Sat Aug 10, 9:11 AM ET
Under a stand of scrubby mesquite, job seekers from impoverished regions of Mexico and Central America sit on fallen branches to swig electrolyte solution in preparation for a dangerous sojourn in the Sonoran Desert.
Scattered among the cactus and yucca, crudely fashioned crosses provide them with an ominous road map into Arizona -- monuments to those felled by the desert and, some critics say, U.S. immigration policy.
"Operation Gatekeeper is the policy of death," Tohono O'odham Vice Chairman Henry Ramon said of the effort that has made the border almost impenetrable in populated areas, pushing migrants into more dangerous terrain.
"We are very opposed to any kind of policy that would cause harm toward human beings," said Ramon, adding that his tribe has lived in the Sonoran Desert since before there was a Mexico or a United States.

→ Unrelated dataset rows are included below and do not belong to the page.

Issue #1248, opened 2019-10-23
set GRUB_ENABLE_BLSCFG in /etc/default/grub


schaefi:
## Problem description

From a conversation with the grub maintainers on Fedora we know that RH/Fedora has switched over to using a variant of the Bootloader Spec for configuring GRUB since Fedora 30:
https://fedoraproject.org/wiki/Changes/BootLoaderSpecByDefault

kiwi should make use of it which means we have to set:

```
GRUB_ENABLE_BLSCFG
```

in ```etc/default/grub```. The setting is specific to distributions that implements this part of the bootloader spec. My expectation is that we can set the option and it's just silently ignored by distros that do not handle it

```
If GRUB_ENABLE_BLSCFG is not set to true in /etc/default/grub, then the
generated grub.cfg will define the menu entries and the grubby-deprecated
package must be installed so the old grubby tool can update the grub.cfg.
```

Conan-Kudo:
This also means that the way we generate grub configurations must change. We should not generate a `grub.cfg` in this case, and we need to configure things through `grubenv` and other aspects supported by GRUB's BLS implementation.

Conan-Kudo:
Also note that RHEL 8 uses BLS too.

schaefi:
This has been already done. See #1194 

Only for building live iso and install iso images the static template mechanism is still in place.
From my perspective it should be easy to adapt here now

martinezjavier:
@schaefi @Conan-Kudo if `grub2-mkconfig` is called after the `/etc/default/grub` has been written, then I think that the only needed change is to write a `GRUB_ENABLE_BLSCFG=true` in `/etc/default/grub` for Fedora. I'll try to come up with a patch.

PR #1252, opened 2019-10-25
Enable BLS configuration if is supported

martinezjavier:
Fedora now uses a BLS configuration by default, but this is not supported
by all distributions. So check if is supported by the grub2-mkconfig tool
and only enable the option if that's the case.

Fixes: #1248


schaefi:
@martinezjavier Thanks much for your contribution. The code looks great to me. You just did not adapt the respective unit test. This would be the code in ```test/unit/bootloader/config/grub2_test.py```. Let us know if you need assistance with that part or if you want us to jump in.

Thanks

martinezjavier:
@schaefi right, sorry for forgetting to update the test.

Just pushed a new version that fixes this.

schaefi:
perfect :+1: Thanks

PR #1258, opened 2019-11-06
Ensure grub.cfg is copied in EFI/BOOT folder

davidcassany:
This commit fixes the live images in efi mode. Grub configuration file
is copied to the correct location in <boot_dir>/EFI/BOOT.

Fixes bsc#1155815

### DIFF
--- a/.gitlab-ci.yml
+++ b/.gitlab-ci.yml
@@ -64,7 +64,7 @@ build_doc:
       texlive-tabulary texlive-framed texlive-wrapfig texlive-parskip
       texlive-upquote texlive-capt-of texlive-needspace texlive-makeindex
       texlive-times texlive-helvetic texlive-courier texlive-gsftopk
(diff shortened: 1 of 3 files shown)


davidcassany:
@schaefi as I mentioned in the kiwi matrix channel I also noted that the `grub.cfg` file is not included inside the efi vfat partition, this doesn't look like a requirement according to my tests, however we used to include it before the whole `bootloader/config/grub2.py` refactor. I assume it was there as a leftover, but was not an actual requirement. Am I missing something? Looks like having efi images in there is enough.

schaefi:
> this doesn't look like a requirement

yep it's not. for iso images to boot via EFI the firmware has to find a fat filesystem. From there it reads the efi binary which is a grub image. grub now looks for its config file on the iso in the standard boot path. So the config doesn't need to be embedded but I will give this a test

"Our people do not recognize this imaginary line that is an international boundary," he said.
DEADLY DESERT HEAT
So far this year, more than 90 undocumented immigrants have died on or near the Tohono O'odham Nation, Indian tribal lands that extend from southern Arizona into the Mexican state of Sonora.
The region is so deadly that nearby Organ Pipe Cactus National Monument is often closed to tourists during the summer, when sun shimmering off the red rocks and sand heats the desert floor to 130 degrees F.
The park rangers' union has called Organ Pipe the most dangerous national park in the country two years in a row.
But Ramon said the real danger is an immigration policy that forces the undocumented to choose between living in poverty and dying in the desert.
The tribe is horrified their homeland has become a graveyard for restless spirits, and have dubbed the migrant trail the Devil's Path.
"(The policy) stains our land with the blood of our neighbors, and pierces the hearts of our people," Ramon said.
The U.S. Justice Department ( news - web sites) began Operation Gatekeeper seven years ago. The get-tough policy concentrates Border Patrol efforts at nine major border crossings in California, Arizona, New Mexico and Texas.
Agents were equipped with infrared night scopes and electronic sensors to detect migrants, and four-wheel-drive vehicles to chase them down.
Apprehensions jumped in San Diego, California -- the historical preference for 40 percent of illegal crossers -- causing migration patterns to shift to less frequently patrolled desert regions.
Migrant deaths appear to have skyrocketed as well.
The Immigration and Naturalization Service says accurate statistics are not available before Operation Gatekeeper began in 1995. But a coalition of immigrant rights groups culled available reports from medical examiners' offices and other border sources and estimated the 1995 death figure to be near 61.
Last year, according to official Border Patrol statistics, 336 migrants died crossing the southwest border.
COYOTES SAID TO BLAME
Border Patrol spokesman Mario Villarreal faults the coyotes, or smugglers, who collect large fees to bring migrants across the border.
Villarreal said the INS regularly warns of the dangers of crossing illegally but the Border Patrol has already rescued more than 1,550 people this year.
Teen-ager Nicolas Perez never heard the public service announcements on radio and television. The home where his family lives in southern Chiapas has no electricity.
About a week ago, federal agents plucked the 17-year-old from the desert, suffering from the cramps associated with severe dehydration, but he was not grateful.
A coyote was to take Perez to New York, where a job, apartment and the older brother he idolizes are waiting.
The youth was near tears when the director of the Mexican shelter where he was left by authorities told him he would be on a homebound bus the next day.
"It was my chance," the rail-thin Perez said.
Perez had no idea what the journey entailed. He had expected to be in New York -- more than 2,000 miles away -- within a day of crossing the border on foot.
But he was adamant he will try again.
O'odham native Ana Antone said she rarely saw migrants when she was growing up on the tribe's domain in Mexico.
"Now you see dozens of them every day," she said.
THE GATE
Antone came to a piece of wire strung between wooden posts that marks "la puerta" -- the gate from Mexico into the United States.
On weekends, the Mexican side of the gate teems with vendors, hawking food, water and soft drinks.
But one day recently there were only four Mexican men, part of a group from Tijuana, Baja California, that had put up 18 water stations in the Mexican states of Baja California and Sonora.
Carlos Aguilar said he believes their efforts will save lives. That morning he counted more than 100 migrants in need of water.
But Antone was not so certain.
She said she wonders at the naivete of migrants who pass through, casting off stylish shoes, family photos, extra clothing, hair spray, toothpaste and many cans of food that became too heavy to carry.
"They have no idea what they're getting into," she said. "I hate to see them come with high dreams, only to die."